From the following material, say how many lines have "CoreLib" in them; write only the number.

*****

PR #3013, opened 2018-07-16
[WIP] UWP Suspension handling

### LINKED ISSUE #2881: Xamarin Forms UWP Playground application crash on resume

1. Compile & run MvvmCross Xamarin Forms Playground application

2.Suspend application

3. Resume application

Application should not crash

### Actual behavior :bug:
Application crash with exception:
"Element is already the child of another element."

Stack trace:
   at System.Runtime.InteropServices.WindowsRuntime.IVector`1.Append(T value)
   at System.Runtime.InteropServices.WindowsRuntime.VectorToCollectionAdapter.Add[T](T item)
   at Xamarin.Forms.Platform.UWP.Platform.<SetCurrent>d__52.MoveNext()
--- End of stack trace from previous location where exception was thrown ---
   at System.Runtime.ExceptionServices.ExceptionDispatchInfo.Throw()
   at System.Runtime.CompilerServices.AsyncMethodBuilderCore.<>c.<ThrowAsync>b__6_0(Object state)
   at System.Threading.WinRTSynchronizationContextBase.Invoker.InvokeCore()

Call stack:
>	Playground.Forms.Uwp.exe!Playground.Forms.Uwp.App.InitializeComponent.AnonymousMethod__2_0(object sender, Windows.UI.Xaml.UnhandledExceptionEventArgs e) Line 53	C#
 	[Native to Managed Transition]	
 	[Managed to Native Transition]	
 	System.Private.CoreLib.dll!System.Runtime.InteropServices.WindowsRuntime.WindowsRuntimeMarshal.RoReportUnhandledError(System.Runtime.InteropServices.WindowsRuntime.IRestrictedErrorInfo error)	Unknown
 	System.Private.CoreLib.dll!System.Runtime.InteropServices.WindowsRuntime.WindowsRuntimeMarshal.ReportUnhandledError(System.Exception e)	Unknown
 	System.Runtime.WindowsRuntime.dll!System.Threading.WinRTSynchronizationContextBase.Invoker.InvokeCore()	Unknown
 	System.Runtime.WindowsRuntime.dll!System.Threading.WinRTSynchronizationContextBase.Invoker.InvokeInContext(object thisObj)	Unknown
 	System.Private.CoreLib.dll!System.Threading.ExecutionContext.Run(System.Threading.ExecutionContext executionContext, System.Threading.ContextCallback callback, object state)	Unknown
 	System.Runtime.WindowsRuntime.dll!System.Threading.WinRTSynchronizationContextBase.Invoker.Invoke()	Unknown

### Configuration :wrench:

**Version:** 6.0.1

**Platform:** 
- [ ] :iphone: iOS
- [ ] :robot: Android
- [ ] :checkered_flag: WPF
- [X] :earth_americas: UWP
- [ ] :apple: MacOS
- [ ] :tv: tvOS
- [X] :monkey: Xamarin.Forms

### LINKED ISSUE #3012: Deadlock after configuration change in Xamarin.Forms
## 🐛 Bug Report

I have discovered a deadlock issue that prevents MvvmCross.Forms from handling configuration changes on Android (but could prove problematic in other places as well, actually even in non-Forms projects).

### Expected behavior

When I put MvvmCross app in split view mode or freeform mode on Android, the app should reinitialize and work as expected.

### Actual behavior

When app is put in split view, initialization starts, but ends with a deadlock in `MvxAppStart` on [this line](https://github.com/MvvmCross/MvvmCross/blob/8c787b2ee6993476948ac3467f4ae839a6f8ccc1/MvvmCross/ViewModels/MvxAppStart.cs#L32).

### Reproduction steps

1. Run the Playground.Forms.Droid project
2. Open Task view on Android, and drag and drop the app into either the splitview mode or freeform mode
3. Observe that execution gets stuck after a few moments
4. Pause debugging and see that it waits on `StartAsync(hint).GetAwaiter().GetResult();` in `MvxAppStart`

### Investigation results

First and foremost - I have used `Forms` and splitview configuration change as an example, but I am quite confident that this issue can appear unexpectedly on other platforms as well.

Using `StartAsync(hint).GetAwaiter().GetResult();` is problematic because as soon as the execution hits an "actual" `await` which runs on different thread, UI thread enters `GetResult()` and waits for the result in blocking fashion. When the other thread finishes running and tries to return to the UI thread, it cannot do so, because `GetResult()` is already blocking it and hence creates a deadlock.

I have stepped through the code several times to pinpoint the actual location where this problem occurs and I have probably found it. In the first run we are okay, we get to [this line](https://github.com/MvvmCross/MvvmCross/blob/c6ef1953d022585df9fb0643d786c7f510c11b15/MvvmCross.Forms/Presenters/MvxFormsPagePresenter.cs#L705)and because the `navigationRootPage` is `null`, it is created and the page is synchronously loaded.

*****

= Solution for this task =
3